Nadie puso en duda la perfecta exactitud de la observación. En cierto modo, añadía 'un sensacional sabor al asunto. Varios oficiales mayores de ambos regimientos, inspirados únicamente en la bondad y su amor a la armonía, propusieron formar un tribunal de honor, al cual los dos jóvenes adversarios confiarían la tarea de su reconciliación. Desgraciadamente, iniciaron las gestiones, presentándose primero al teniente Feraud, suponiendo que por haber infligido recientemente un duro castigo, estaría más tranquilo y dispuesto a la moderación que el vencido.

Este razonamiento era lógico. No obstante, los resultados fueron negativas. En aquella relajación de la fibra moral, que se produce frecuentemente en el éxtasis de 'la vanidad halagada, el teniente Feraud había consentido en revisar íntimamente el caso, y así llegó hasta el extremo de dudar, si no de la justicia de su causa, por lo menos de la absoluta cordura de su proceder. De tal manera que ahora se sentía poco dispuesto a discutir el asunto. La proposición de los hombres más prudentes del regimiento lo colocaba en una situación difícil. El proyecto lo incomodaba y por una lógica paradoja esta molestia reavivó su animosidad contra el teniente D'Hubert. ¿Habría de importunarlo eternamente este individuo, que de algún modo se las arreglaba siempre para inclinar la opinión en su favor? Sin embargo, era difícil rehusar perentoriamente una mediación sancionada por el código del honor.

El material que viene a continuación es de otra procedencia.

PR #7077, opened 2026-08-26
🐛🤖 stop reporting unchecked charts as visible changes

sophiamersmann:

The SVG tester report called a chart a visible change before it had looked at it. A chart the pixel check hadn't reached fell back to `"changed"`, and the card's status badge only rendered for a status other than `"changed"`, so "I found a real difference" and "I haven't started yet" were the same thing on screen. A thumbnail run with 11 differences read as 10 visible changes, when 9 of them were pure element reorders nobody had checked yet.

- **Fix.** "Not checked yet" is a value in the type now, rather than a `??` fallback in two places. `VisualVerdict` keeps the three outcomes the pixel check can actually conclude, and a new `VisualStatus` adds `pending` on top for what the report knows. The split only goes one way on purpose, so nothing can write a `pending` into storage or return one from a comparison.
- **Behaviour change.** Every card carries a status tag now, including "Visible change", which used to be the unlabelled default. Bold rather than coloured, because red and green already mean reference and current in the swipe and overlay views.
- **Behaviour change.** The filter default follows the check instead of sitting at "changed". The unchecked charts while it runs, the changed ones once it finishes, and your own pick outranks both. Leaving it fixed at "changed" would collapse the list to a single card the moment the first real change came back, with hundreds still unchecked.
- I haven't opened the report in a browser, so the thing worth confirming is that the "Visible change" count starts at zero and grows, rather than starting at the total and shrinking.
- The first commit is a pure move of the bucketing out of the 1100 line component and into `svgVisualDiff.ts`, where a test can reach it. Reading it on its own makes the second commit the behaviour change and nothing else.

### DIFF
--- a/adminSiteClient/SvgTesterSuitePage.scss
+++ b/adminSiteClient/SvgTesterSuitePage.scss
@@ -158,8 +158,15 @@ $svg-tester-error-frame: #dda4a0;
     }
 }
 
-.SvgTesterSuitePage__chart-type {
+.SvgTesterSuitePage__chart-type,
+.SvgTesterSuitePage__status {
     margin-left: 8px;
+}
+
+// The chart type beside it is neutral, so the one status that is a finding
+// needs the weight the headline gives its numbers
+.SvgTesterSuitePage__status.is-changed {
+    font-weight: bold;
 }
 
 .SvgTesterQueryParams {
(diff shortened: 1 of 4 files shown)


sophiamersmann:
* **#7077** <a href="https://app.graphite.com/github/pr/owid/owid-grapher/7077?utm_source=stack-comment-icon" target="_blank">Graphite</a> 👈 <a href="https://app.graphite.com/github/pr/owid/owid-grapher/7077?utm_source=stack-comment-view-in-graphite" target="_blank">(View in Graphite)</a>
* `master`


<h2></h2>

PR #7081, opened 2026-08-26
Fix Algolia caching

rakyi:
I realized we are doing a bunch of unnecessary  work and also have some potential correctness issues.

See each commit.

### DIFF
--- a/site/search/Autocomplete.tsx
+++ b/site/search/Autocomplete.tsx
@@ -26,7 +26,7 @@ import {
     BAKED_GRAPHER_URL,
 } from "../../settings/clientSettings.js"
 import { DEFAULT_SEARCH_PLACEHOLDER } from "./searchClient.js"
-import { getLiteSearchClient } from "./searchClients.js"
+import { getAutocompleteSearchClient } from "./searchClients.js"
 import {
     PAGES_INDEX,
     CHARTS_INDEX,
@@ -89,7 +89,7 @@ const buildRecentSearchesPlugin = () =>
 
 let liteSearchClient: LiteClient | null
 if (ALGOLIA_ID && ALGOLIA_SEARCH_KEY) {
-    liteSearchClient = getLiteSearchClient()
+    liteSearchClient = getAutocompleteSearchClient()
 } else {
     liteSearchClient = null
     console.warn("Algolia credentials are not set")
--- a/site/search/Autocomplete.tsx
+++ b/site/search/Autocomplete.tsx
@@ -262,6 +262,16 @@ const algoliaGetItemUrl: AutocompleteSource<BaseItem>["getItemUrl"] = ({
     item,
 }) => prependSubdirectoryToAlgoliaItemUrl(item)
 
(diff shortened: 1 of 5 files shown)


site/search/Autocomplete.tsx
```diff
@@ -262,6 +262,11 @@ const algoliaGetItemUrl: AutocompleteSource<BaseItem>["getItemUrl"] = ({
     item,
 }) => prependSubdirectoryToAlgoliaItemUrl(item)
 
+const ALGOLIA_ITEM_PARAMS = {
+    attributesToRetrieve: ["title", "slug", "type", "queryParams"],
```
mlbrgl, line 271: not a big deal, but since `queryParams` are only used by the charts query, I wouldn't "retrieve" them in the other ones (not because it makes a difference in execution, but for accuracy in the absence of stronger typing)

site/search/searchClients.ts
```diff
@@ -52,11 +57,41 @@ const createCachingRequester = (): Requester => {
...
 
+/**
+ * Algolia's response cache is disabled here so React Query is the only cache in
+ * play. Left on, it would keep a second copy of every response with no TTL and
+ * no size bound, and — sitting above the requester — it would win whenever both
+ * caches have an entry, silently defeating React Query refetches: a lower
+ * `staleTime`, `invalidateQueries` or a refetch on window focus would all
+ * appear to succeed while returning the byte-identical cached response.
+ * `requestsCache` (in-flight deduplication of identical requests) is a separate
+ * cache and stays on.
```
mlbrgl: I wonder if this isn't revealing too much of Algolia's caching architecture which is only tangentially relevant here

site/search/searchClients.ts
```diff
@@ -52,11 +57,41 @@ const createCachingRequester = (): Requester => {
...
+
+/**
+ * The search client for the autocomplete, which keeps Algolia's response cache
+ * (on by default) because it reaches Algolia through @algolia/autocomplete-js
+ * rather than React Query and would otherwise have no cache at all —
+ * backspacing or retyping a query would re-request every intermediate state.
+ *
+ * This deliberately doesn't share a client with `getLiteSearchClient`, and no
+ * caching is lost by keeping them apart: the two never issue an identical
+ * request, so a shared cache could never serve one from the other's entry.
```
mlbrgl: this explain why it doesn't hurt to have them separate, but it is rather light on the "deliberately" and doesn't really justify why splitting more desirable than alternatives (e.g. keeping a single client for both, and wire autocomplete through react query, which is not necessarily desirable)

mlbrgl (approved):
Nice that you simplified the cache layering here! 👍

Tested by forcing react query's to refire through `refetchOnWindowFocus: "always"` and could witness:
- before: no new queries sent to algolia
- after: new queries sent to algolia (which then means that once RQ's cache isn't artificially bypassed, it is the only cache in the game)

rakyi:
All good points, addressed. Thanks!

PR #7086, opened 2026-08-26
🐛🤖 Prevent flashes in delayed loading states

rakyi:
In the previous PR I added a nice little package for this, but turns out we have to vendor it because it is UMD only. And I think vendoring is the simplest solution.

### DIFF
--- a/packages/@ourworldindata/utils/src/useSpinDelay.ts
+++ b/packages/@ourworldindata/utils/src/useSpinDelay.ts
@@ -1,0 +1,69 @@
+import { useEffect, useRef, useState } from "react"
+import { useIsClient } from "usehooks-ts"
+
+// Vendored from spin-delay v2.0.1 (MIT):
+// https://github.com/smeijer/spin-delay/blob/v2.0.1/src/index.ts
+// We keep an ESM copy here because the package only publishes a UMD build,
+// which leaves a runtime `require("react")` in Grapher's published ESM bundle.
+
+type SpinDelayOptions = {
+    delay?: number
+    minDuration?: number
+    ssr?: boolean
+}
+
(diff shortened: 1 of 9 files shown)


yarn.lock
```diff
@@ -2347,6 +2347,7 @@ __metadata:
     react-dom: "npm:^19.2.4"
     react-markdown: "npm:^10.1.0"
     remeda: "npm:^2.42.0"
+    spin-delay: "npm:^2.0.1"
```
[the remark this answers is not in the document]
rakyi: It's already there.

rakyi:
@codex review

packages/@ourworldindata/utils/src/useSpinDelay.ts
```diff
@@ -0,0 +1,74 @@
...
+    useEffect(() => setIsSsr(false), [])
+    return isSsr
+}
+
+export function useSpinDelay(
+    loading: boolean,
+    options: SpinDelayOptions = {}
+): boolean {
+    const resolvedOptions = { ...defaultOptions, ...options }
+    const isSsr = useIsSsr() && resolvedOptions.ssr
```
marcelgerber: very slight preference to use `useIsClient` from `usehooks-ts` here instead, but I can also see the other side that you want to keep the code as close to original as possible.
```suggestion
    const isSsr = !useIsClient() && resolvedOptions.ssr
```

marcelgerber (approved):
yup makes sense!

packages/@ourworldindata/utils/src/useSpinDelay.ts
rakyi: Yeah, I think we can do that.

PR #7092, opened 2026-08-27
🎉🤖 render a fallback for bespoke viz without JavaScript

sophiamersmann:
A bespoke component is client-side JavaScript, so with JavaScript unavailable a bespoke embed rendered a spinner that never resolved. It now shows a fallback image if given, and the site's "JavaScript needs to be enabled" notice where it doesn't. 

The new prop on the `bespoke-component` archie is `fallbackImageFilename`

You can use this page for testing: http://staging-site-bespoke-nojs-fallback/sophias-test-article. The first embed has `fallbackImageFilename` set, the second doesn't.

### DIFF
--- a/site/gdocs/components/Image.tsx
+++ b/site/gdocs/components/Image.tsx
@@ -34,6 +34,7 @@ const gridSpan5 = generateResponsiveSizes(5)
 const gridSpan6 = generateResponsiveSizes(6)
 const gridSpan7 = generateResponsiveSizes(7)
 const gridSpan8 = generateResponsiveSizes(8)
+const gridSpan12 = generateResponsiveSizes(12)
 
 export type ImageParentContainer =
     | Exclude<Container, "sticky-right-left-heading-column">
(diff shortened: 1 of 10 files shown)


site/gdocs/components/Image.tsx
```diff
@@ -68,6 +72,9 @@ const containerSizes: Record<ImageParentContainer, string> = {
     ["latest-announcement"]: gridSpan6,
     ["chart-rows"]: gridSpan3Sm,
     ["pull-chart"]: gridSpan3Sm,
+    ["bespoke-component--narrow"]: gridSpan6,
+    ["bespoke-component--wide"]: gridSpan8,
+    ["bespoke-component--widest"]: gridSpan12,
```
sophiamersmann, line 77: Mirrors bespoke component sizing

ikesau (approved):
Thank you! :)

Authors will probably forget to add this. We should make sure it's documented in the gdocs documentation and advertised / checked by one of us for the first few pages we publish.

PR #7095, opened 2026-08-27
🔨🤖 rewrite the grapher modal with react-aria-components

sophiamersmann:

Rewrites Grapher's modal using React Aria

- **Behaviour change.** `useModalOverlay` locks page scroll and marks everything outside the modal `inert`, and offers no way to opt out. While a chart's Download or Sources modal is open, a reader cannot scroll the article or click anything else on the page.
- **Behaviour change.** A click on a link or button outside the chart now dismisses an open modal. The exemption came from #2811, for the chart revision tool whose table was dropped in `1748446282000-DropSuggestedChartRevisionsTable`. Let's try to remove it and only add it back when someone complains.
- `isOwidDropdownOpen` and its `data-owid-dropdown` marker are gone. React Aria stacks open overlays and only lets the topmost answer an outside press, and our `Dropdown` is a RAC `Popover`, so it sits on that stack. Narrower than the old check, which suppressed dismissal for any open dropdown anywhere on the page.

### DIFF
--- a/packages/@ourworldindata/grapher/src/chart/ChartUtils.tsx
+++ b/packages/@ourworldindata/grapher/src/chart/ChartUtils.tsx
@@ -28,9 +28,6 @@ import { LineChartSeries } from "../lineCharts/LineChartConstants"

Afrontó la dificultad con una actitud de sombría reserva. Se torció el bigote pronunciando frases vagas. Su caso era perfectamente claro. No le avergonzaba exponerlo ante un tribunal debidamente constituido, como no temía defenderlo en el campo del honor.

No veía, sin embargo, ningún motivo para aceptar precipitadamente una proposición, antes de ver cómo la recibiría su adversario.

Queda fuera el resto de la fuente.